Data excerpts:
·····

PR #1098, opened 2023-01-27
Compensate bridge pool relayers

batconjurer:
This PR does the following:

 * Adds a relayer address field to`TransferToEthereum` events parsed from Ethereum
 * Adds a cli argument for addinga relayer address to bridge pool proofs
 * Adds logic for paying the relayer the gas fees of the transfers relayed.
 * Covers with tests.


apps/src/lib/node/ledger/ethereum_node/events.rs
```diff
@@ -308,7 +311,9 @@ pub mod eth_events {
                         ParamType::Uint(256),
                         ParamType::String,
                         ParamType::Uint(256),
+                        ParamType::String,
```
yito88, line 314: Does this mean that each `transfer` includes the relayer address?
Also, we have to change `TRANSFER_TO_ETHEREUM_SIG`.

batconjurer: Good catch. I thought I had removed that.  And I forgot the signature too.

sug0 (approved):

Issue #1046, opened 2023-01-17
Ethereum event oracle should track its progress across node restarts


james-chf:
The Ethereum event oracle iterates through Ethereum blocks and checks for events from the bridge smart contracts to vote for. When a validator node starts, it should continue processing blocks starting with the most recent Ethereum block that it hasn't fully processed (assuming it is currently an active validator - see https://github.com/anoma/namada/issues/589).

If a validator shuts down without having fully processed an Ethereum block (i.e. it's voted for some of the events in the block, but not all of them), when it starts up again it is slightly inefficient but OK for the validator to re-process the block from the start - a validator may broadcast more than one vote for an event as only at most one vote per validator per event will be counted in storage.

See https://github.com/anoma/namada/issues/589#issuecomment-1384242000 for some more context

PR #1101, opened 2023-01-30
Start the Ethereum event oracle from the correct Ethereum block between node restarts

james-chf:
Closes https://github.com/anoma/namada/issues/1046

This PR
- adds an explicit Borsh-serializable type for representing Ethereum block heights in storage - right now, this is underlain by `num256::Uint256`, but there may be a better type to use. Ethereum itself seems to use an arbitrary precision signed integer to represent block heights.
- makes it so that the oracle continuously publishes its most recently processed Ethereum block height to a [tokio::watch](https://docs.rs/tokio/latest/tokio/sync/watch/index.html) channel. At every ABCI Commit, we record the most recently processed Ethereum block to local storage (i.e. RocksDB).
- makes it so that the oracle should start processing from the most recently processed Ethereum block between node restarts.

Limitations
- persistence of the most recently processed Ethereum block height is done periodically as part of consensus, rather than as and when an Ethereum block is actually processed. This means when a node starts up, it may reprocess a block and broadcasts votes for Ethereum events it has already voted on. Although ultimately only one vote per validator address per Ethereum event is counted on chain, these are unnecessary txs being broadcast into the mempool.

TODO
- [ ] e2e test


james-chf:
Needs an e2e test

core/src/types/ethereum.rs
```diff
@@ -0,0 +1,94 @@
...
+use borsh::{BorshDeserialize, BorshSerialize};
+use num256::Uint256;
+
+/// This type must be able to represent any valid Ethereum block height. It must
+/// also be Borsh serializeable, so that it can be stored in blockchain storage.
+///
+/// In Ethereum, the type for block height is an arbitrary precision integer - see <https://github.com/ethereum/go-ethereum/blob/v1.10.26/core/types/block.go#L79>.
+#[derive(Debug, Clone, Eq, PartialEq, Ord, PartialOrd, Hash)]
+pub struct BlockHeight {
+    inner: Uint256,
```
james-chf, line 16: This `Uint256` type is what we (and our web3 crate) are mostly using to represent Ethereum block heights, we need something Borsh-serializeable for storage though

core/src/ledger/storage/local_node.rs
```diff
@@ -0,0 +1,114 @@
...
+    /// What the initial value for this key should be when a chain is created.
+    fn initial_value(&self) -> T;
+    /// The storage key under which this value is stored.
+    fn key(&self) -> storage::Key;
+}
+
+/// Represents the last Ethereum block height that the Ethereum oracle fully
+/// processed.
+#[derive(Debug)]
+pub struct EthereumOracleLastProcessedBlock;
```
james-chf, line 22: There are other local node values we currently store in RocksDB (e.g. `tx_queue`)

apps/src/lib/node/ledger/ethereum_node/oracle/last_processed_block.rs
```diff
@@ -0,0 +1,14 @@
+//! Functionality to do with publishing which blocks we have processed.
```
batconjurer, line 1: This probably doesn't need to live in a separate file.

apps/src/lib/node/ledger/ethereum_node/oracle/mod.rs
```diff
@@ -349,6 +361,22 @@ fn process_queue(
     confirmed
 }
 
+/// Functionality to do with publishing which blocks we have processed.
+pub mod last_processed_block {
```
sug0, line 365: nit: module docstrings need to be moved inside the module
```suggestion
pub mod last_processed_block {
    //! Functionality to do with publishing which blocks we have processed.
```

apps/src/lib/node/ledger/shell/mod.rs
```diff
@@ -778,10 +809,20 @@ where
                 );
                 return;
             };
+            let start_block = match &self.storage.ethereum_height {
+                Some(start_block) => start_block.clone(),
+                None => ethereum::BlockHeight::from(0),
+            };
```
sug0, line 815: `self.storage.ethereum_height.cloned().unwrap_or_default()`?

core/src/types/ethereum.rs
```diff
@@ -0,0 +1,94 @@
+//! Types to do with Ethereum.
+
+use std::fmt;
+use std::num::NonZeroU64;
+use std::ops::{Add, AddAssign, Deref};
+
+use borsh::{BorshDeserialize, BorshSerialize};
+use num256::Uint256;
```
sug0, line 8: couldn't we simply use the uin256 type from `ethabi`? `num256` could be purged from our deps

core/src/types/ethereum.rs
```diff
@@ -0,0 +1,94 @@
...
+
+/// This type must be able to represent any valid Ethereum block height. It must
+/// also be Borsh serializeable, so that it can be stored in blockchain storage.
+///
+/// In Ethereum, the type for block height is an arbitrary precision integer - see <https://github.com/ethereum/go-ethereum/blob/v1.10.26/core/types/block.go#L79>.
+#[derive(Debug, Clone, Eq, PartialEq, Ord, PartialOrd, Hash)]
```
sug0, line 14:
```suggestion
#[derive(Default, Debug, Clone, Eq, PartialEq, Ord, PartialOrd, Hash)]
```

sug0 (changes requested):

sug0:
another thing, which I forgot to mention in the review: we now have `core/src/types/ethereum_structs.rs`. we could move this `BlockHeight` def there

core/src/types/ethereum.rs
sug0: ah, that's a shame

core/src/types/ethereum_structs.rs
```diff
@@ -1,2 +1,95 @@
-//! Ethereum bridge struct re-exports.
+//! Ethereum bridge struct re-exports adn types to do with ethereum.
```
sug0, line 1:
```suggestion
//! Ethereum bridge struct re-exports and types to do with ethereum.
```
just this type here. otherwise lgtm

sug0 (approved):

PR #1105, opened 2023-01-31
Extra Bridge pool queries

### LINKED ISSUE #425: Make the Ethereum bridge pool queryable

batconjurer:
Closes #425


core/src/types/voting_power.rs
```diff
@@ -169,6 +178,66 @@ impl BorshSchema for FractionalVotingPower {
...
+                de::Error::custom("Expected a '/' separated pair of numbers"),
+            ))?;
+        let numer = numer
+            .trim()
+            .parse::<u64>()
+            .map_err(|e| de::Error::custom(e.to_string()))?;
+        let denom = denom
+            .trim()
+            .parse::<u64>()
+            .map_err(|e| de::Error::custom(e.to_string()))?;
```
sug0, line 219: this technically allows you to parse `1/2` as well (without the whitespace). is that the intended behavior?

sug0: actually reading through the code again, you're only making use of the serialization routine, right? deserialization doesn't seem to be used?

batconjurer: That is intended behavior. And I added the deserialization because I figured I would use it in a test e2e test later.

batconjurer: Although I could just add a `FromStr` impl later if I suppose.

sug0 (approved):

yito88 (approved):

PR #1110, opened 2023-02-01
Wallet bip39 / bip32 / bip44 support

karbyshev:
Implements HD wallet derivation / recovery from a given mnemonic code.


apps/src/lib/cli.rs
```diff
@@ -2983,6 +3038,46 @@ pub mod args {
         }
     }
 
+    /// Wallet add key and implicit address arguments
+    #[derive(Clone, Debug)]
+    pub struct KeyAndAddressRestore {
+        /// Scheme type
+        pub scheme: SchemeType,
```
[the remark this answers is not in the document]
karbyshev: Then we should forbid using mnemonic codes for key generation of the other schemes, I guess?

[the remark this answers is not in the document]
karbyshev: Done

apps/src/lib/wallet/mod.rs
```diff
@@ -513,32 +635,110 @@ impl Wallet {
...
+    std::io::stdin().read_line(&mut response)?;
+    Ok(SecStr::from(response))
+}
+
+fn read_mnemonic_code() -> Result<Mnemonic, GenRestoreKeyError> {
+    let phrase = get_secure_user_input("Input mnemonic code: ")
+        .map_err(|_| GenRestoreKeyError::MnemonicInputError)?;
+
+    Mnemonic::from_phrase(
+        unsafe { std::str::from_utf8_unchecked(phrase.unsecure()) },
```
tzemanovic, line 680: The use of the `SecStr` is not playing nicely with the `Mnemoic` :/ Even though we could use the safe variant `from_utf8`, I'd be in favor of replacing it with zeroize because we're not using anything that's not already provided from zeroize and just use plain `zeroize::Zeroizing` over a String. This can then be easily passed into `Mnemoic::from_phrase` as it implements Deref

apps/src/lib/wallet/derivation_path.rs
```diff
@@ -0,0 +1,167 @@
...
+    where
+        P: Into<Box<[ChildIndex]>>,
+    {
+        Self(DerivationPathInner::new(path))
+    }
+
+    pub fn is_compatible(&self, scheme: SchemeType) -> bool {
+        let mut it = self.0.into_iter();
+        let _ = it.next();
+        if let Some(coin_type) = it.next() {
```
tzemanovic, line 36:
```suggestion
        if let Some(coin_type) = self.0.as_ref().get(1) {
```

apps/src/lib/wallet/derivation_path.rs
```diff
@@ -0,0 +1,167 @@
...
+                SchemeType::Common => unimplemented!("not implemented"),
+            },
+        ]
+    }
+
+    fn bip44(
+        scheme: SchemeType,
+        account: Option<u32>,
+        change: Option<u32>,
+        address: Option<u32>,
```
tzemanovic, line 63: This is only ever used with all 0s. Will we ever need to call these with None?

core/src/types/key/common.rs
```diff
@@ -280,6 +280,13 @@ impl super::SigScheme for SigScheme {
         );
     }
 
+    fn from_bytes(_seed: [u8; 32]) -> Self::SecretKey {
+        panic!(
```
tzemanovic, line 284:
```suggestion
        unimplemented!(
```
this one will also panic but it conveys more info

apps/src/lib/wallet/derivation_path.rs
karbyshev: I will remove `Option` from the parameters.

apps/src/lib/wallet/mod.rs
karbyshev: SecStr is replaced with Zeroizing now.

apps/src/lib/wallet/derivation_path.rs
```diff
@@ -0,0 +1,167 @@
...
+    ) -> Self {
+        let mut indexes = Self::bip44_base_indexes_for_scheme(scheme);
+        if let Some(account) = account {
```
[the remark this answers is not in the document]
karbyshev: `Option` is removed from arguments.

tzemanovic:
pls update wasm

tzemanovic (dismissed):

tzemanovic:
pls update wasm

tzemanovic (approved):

·····

Work task:
Return each line from the material that includes the string "karbyshev".

Solution:
karbyshev:
karbyshev: Then we should forbid using mnemonic codes for key generation of the other schemes, I guess?
karbyshev: Done
karbyshev: I will remove `Option` from the parameters.
karbyshev: SecStr is replaced with Zeroizing now.
karbyshev: `Option` is removed from arguments.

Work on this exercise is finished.